■ **TASK DETAILS**:
What lines in the entries hold the string "Failed"? List them.

■ **EXERCISE INPUT**:
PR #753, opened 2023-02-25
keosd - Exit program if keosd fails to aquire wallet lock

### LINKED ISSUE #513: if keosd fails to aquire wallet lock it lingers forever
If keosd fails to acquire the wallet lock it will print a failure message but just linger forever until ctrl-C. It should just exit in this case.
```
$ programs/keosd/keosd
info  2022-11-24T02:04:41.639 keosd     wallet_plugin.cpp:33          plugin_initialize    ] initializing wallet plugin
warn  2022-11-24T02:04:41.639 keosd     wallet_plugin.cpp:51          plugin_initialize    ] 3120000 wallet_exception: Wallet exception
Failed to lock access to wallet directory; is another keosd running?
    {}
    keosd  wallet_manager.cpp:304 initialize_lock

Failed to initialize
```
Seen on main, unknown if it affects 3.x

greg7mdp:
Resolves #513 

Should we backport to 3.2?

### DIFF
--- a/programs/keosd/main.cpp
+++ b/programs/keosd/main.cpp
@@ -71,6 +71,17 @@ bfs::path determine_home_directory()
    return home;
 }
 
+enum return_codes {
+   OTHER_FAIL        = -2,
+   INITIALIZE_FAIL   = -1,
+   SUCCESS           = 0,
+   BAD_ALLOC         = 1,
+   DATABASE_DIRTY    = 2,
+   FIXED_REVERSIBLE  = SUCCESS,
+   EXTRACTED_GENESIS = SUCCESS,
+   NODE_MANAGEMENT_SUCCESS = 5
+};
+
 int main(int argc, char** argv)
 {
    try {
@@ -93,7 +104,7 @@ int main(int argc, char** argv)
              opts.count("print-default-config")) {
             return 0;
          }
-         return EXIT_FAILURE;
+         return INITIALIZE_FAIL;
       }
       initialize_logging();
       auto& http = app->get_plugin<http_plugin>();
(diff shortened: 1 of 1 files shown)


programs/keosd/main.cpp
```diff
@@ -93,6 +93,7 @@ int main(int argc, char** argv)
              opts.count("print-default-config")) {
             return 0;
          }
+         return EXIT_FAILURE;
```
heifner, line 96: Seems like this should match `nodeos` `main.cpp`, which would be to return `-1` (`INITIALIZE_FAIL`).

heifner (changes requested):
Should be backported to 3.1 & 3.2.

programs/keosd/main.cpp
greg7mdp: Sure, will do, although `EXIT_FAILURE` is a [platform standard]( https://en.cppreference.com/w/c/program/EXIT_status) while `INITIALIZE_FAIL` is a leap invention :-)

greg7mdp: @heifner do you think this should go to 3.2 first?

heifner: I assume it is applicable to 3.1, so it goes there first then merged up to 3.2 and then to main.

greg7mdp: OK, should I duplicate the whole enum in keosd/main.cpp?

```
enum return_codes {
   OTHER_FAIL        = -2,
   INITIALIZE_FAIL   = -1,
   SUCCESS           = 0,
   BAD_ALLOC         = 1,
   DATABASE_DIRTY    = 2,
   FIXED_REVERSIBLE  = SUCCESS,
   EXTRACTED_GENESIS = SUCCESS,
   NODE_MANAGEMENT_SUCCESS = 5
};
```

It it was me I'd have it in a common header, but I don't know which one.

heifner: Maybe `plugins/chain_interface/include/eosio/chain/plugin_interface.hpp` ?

■ **RESPONSE TO THIS EXERCISE**:
Failed to lock access to wallet directory; is another keosd running?
Failed to initialize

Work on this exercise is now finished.